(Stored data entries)

────────

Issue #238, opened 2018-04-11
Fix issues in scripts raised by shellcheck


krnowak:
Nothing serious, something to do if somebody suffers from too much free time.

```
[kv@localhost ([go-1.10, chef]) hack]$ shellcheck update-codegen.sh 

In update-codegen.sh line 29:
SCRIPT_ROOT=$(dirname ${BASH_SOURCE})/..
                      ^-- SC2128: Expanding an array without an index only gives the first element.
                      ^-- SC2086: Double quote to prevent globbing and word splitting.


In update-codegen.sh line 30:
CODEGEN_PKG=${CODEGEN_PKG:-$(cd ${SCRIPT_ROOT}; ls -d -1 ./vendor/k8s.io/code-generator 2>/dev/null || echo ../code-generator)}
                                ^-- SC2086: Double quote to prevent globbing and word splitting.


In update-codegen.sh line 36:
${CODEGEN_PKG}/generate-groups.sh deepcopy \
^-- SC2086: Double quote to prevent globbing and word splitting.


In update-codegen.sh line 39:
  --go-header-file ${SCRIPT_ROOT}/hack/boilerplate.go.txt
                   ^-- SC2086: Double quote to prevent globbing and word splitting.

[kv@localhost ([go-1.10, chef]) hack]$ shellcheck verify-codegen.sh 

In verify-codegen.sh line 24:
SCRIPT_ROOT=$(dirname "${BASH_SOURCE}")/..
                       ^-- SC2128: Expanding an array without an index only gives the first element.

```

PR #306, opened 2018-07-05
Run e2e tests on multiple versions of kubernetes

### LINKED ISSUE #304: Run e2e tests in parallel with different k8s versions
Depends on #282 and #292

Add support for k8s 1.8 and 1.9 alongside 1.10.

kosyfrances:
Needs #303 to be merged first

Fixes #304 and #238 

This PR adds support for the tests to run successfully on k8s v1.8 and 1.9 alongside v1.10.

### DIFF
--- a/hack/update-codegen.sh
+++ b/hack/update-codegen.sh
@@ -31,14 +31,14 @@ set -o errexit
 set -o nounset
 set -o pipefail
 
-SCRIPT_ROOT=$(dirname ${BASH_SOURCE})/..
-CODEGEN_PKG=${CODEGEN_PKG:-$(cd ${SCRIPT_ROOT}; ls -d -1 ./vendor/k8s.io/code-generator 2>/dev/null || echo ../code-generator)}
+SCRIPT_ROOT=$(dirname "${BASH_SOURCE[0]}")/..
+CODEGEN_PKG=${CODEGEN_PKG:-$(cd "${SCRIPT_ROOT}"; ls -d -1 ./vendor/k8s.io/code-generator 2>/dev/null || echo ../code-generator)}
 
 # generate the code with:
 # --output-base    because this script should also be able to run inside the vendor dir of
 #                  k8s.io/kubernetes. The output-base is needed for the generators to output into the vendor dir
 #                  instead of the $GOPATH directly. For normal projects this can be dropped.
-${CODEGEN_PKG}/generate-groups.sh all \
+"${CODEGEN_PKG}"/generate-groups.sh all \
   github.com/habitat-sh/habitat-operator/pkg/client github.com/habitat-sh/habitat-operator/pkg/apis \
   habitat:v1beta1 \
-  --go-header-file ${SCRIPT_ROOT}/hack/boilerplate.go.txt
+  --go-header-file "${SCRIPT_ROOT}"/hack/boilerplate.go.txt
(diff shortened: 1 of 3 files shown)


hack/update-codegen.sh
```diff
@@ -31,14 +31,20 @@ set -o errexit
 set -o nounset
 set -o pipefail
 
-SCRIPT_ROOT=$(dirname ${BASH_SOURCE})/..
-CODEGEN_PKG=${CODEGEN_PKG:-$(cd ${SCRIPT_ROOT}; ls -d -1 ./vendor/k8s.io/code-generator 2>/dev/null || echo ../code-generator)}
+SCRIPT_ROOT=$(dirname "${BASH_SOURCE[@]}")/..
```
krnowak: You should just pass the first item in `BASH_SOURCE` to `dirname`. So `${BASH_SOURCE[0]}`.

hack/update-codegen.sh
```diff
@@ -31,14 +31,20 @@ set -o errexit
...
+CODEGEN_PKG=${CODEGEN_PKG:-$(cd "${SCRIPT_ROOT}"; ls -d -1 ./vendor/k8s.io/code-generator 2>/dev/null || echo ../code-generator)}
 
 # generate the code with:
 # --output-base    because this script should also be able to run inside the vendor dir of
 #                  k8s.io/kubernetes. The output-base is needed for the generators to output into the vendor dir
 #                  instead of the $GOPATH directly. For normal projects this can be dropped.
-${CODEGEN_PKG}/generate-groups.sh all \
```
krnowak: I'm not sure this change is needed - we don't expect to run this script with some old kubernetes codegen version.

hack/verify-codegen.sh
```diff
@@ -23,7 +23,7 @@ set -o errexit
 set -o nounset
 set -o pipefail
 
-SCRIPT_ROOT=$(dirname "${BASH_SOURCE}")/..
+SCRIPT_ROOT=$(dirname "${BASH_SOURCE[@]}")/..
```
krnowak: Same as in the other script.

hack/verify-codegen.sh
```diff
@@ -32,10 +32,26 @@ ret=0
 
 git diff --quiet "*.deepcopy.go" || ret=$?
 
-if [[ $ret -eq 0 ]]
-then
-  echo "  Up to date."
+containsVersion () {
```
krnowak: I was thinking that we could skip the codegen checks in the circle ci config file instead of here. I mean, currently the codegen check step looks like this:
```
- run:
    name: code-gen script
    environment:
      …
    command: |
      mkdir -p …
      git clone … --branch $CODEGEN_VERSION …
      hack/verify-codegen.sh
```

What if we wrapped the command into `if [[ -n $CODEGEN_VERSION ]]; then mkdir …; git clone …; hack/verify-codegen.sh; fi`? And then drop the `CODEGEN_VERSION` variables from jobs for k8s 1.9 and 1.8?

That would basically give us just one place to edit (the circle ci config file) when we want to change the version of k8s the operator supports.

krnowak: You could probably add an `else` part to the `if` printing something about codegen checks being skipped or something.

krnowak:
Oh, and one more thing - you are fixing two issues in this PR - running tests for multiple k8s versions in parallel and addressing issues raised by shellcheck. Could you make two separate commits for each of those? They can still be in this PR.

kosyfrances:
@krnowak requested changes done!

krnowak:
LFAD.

────────

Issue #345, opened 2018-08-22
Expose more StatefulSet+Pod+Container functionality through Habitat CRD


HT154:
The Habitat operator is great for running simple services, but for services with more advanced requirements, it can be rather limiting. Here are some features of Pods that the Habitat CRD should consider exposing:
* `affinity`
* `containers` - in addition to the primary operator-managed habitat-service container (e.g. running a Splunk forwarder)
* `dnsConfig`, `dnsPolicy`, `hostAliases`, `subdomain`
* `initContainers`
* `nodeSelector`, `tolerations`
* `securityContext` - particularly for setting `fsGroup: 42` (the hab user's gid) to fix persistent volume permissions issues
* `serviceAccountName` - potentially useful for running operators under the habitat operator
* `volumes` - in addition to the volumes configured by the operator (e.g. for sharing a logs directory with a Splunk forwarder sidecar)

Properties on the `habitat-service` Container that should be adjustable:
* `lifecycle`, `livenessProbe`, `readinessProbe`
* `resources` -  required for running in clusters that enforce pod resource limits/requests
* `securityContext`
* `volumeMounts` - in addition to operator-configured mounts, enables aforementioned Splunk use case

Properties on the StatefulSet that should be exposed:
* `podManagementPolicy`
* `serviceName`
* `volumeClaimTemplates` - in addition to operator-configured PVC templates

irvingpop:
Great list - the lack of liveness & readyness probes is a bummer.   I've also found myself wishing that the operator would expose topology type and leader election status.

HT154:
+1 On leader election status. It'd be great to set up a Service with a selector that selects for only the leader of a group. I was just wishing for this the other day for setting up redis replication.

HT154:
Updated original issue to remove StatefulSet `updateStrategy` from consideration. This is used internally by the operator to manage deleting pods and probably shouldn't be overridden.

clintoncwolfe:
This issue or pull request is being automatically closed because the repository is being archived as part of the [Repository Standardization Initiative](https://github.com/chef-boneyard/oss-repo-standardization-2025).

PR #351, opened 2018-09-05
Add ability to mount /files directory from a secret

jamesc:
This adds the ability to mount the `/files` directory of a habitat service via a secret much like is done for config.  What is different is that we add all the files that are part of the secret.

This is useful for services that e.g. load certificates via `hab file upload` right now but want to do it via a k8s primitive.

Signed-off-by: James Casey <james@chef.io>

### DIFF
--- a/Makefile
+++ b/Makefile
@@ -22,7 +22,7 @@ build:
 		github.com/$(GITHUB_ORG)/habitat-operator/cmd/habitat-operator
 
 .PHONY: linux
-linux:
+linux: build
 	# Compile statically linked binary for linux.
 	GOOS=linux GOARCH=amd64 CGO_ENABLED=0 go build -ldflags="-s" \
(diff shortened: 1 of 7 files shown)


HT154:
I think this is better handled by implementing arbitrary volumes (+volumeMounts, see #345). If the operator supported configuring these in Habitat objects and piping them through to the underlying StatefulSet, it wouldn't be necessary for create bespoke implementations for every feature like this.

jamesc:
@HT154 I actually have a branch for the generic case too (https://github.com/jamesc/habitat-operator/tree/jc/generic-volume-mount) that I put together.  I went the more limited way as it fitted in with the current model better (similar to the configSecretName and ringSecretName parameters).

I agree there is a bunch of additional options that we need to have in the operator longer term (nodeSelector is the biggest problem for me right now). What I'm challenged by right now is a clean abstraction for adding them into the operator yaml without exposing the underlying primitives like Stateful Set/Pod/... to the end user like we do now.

────────

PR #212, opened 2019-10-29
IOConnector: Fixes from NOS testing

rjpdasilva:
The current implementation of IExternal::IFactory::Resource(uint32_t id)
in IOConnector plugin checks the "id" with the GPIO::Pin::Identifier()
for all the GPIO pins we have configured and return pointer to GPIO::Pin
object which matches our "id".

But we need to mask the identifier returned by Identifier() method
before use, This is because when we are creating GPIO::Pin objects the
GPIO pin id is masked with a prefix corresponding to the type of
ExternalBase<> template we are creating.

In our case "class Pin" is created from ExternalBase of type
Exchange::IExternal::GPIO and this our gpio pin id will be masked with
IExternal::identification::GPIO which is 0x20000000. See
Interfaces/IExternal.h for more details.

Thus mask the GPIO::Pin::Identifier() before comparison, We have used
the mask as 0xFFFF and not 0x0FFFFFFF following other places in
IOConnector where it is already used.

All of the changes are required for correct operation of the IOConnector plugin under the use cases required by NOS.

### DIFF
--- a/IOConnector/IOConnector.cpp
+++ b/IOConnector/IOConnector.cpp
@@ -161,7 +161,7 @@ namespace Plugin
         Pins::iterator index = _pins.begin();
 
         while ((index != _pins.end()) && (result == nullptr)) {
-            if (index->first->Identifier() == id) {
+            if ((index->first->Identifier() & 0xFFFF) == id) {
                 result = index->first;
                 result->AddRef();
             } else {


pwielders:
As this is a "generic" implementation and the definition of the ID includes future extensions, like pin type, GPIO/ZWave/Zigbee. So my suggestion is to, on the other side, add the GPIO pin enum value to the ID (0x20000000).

────────

_WHAT YOU NEED TO DO_
Collect every line with the string "services" from the records, and copy each.

_EXERCISE SOLUTION_
The Habitat operator is great for running simple services, but for services with more advanced requirements, it can be rather limiting. Here are some features of Pods that the Habitat CRD should consider exposing:
This is useful for services that e.g. load certificates via `hab file upload` right now but want to do it via a k8s primitive.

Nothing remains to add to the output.